### Exercise prompt
Each line of the data below that contains "review" must be copied.

(Collected data)
▼

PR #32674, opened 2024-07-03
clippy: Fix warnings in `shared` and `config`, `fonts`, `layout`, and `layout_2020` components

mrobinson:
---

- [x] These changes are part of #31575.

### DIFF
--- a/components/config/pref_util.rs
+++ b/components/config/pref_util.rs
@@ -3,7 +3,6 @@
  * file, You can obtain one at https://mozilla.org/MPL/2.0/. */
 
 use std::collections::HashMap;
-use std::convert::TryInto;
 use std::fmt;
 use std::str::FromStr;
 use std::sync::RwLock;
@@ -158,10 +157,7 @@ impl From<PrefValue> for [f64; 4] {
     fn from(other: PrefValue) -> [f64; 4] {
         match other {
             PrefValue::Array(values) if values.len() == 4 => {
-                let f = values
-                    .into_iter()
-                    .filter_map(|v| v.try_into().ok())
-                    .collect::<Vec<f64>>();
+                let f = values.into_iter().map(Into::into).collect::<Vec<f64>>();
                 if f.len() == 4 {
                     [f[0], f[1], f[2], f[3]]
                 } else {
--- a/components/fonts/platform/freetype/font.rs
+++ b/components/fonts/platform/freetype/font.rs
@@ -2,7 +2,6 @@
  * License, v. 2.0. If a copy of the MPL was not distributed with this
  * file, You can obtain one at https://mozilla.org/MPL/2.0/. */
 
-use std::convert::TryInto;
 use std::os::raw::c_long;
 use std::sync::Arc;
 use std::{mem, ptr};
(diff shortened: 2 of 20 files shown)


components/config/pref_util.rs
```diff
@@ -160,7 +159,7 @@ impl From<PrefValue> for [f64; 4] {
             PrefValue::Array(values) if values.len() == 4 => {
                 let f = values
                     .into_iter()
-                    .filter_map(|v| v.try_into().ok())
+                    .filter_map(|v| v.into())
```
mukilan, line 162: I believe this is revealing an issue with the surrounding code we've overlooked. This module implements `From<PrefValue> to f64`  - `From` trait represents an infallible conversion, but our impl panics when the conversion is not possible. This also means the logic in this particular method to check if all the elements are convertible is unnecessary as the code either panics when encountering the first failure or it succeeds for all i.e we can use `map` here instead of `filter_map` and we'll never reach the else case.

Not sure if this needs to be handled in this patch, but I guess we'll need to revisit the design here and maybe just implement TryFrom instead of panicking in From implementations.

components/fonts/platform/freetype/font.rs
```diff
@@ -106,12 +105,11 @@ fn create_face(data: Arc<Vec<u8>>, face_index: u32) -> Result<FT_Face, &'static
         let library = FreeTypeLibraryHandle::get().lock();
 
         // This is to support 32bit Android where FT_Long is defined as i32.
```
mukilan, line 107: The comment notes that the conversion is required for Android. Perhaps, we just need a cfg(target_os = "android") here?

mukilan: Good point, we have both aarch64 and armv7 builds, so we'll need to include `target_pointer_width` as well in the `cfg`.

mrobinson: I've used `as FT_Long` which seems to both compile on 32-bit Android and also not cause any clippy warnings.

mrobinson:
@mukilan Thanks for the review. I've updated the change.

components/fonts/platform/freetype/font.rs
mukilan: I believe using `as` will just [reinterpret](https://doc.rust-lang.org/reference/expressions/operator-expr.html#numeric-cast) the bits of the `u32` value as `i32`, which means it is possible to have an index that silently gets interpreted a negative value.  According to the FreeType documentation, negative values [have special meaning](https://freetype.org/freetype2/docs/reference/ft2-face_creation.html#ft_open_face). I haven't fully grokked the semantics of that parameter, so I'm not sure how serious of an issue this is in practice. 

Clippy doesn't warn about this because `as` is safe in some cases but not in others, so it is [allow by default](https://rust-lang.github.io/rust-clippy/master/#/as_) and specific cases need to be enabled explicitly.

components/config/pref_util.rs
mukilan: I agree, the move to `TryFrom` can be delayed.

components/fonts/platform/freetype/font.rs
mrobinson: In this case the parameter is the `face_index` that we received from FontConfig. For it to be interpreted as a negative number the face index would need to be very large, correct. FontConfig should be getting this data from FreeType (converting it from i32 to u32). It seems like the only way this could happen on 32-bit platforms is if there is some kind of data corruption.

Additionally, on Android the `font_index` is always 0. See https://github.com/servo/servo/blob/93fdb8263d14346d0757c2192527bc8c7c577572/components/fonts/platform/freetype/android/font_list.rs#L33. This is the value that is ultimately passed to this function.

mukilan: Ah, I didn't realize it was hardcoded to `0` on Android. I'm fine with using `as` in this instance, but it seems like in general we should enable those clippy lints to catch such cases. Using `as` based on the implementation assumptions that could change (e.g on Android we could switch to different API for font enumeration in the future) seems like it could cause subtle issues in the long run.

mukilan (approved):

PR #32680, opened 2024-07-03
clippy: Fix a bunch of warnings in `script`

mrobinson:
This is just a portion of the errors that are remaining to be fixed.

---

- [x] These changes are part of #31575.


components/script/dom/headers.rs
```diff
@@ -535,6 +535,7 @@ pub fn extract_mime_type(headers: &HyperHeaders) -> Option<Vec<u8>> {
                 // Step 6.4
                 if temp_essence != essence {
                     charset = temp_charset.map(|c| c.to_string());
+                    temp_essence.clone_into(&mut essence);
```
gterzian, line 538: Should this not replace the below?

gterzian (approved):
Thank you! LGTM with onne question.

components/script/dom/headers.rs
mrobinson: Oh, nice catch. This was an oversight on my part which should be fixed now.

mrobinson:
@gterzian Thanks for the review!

▲

### Result below
@mukilan Thanks for the review. I've updated the change.
@gterzian Thanks for the review!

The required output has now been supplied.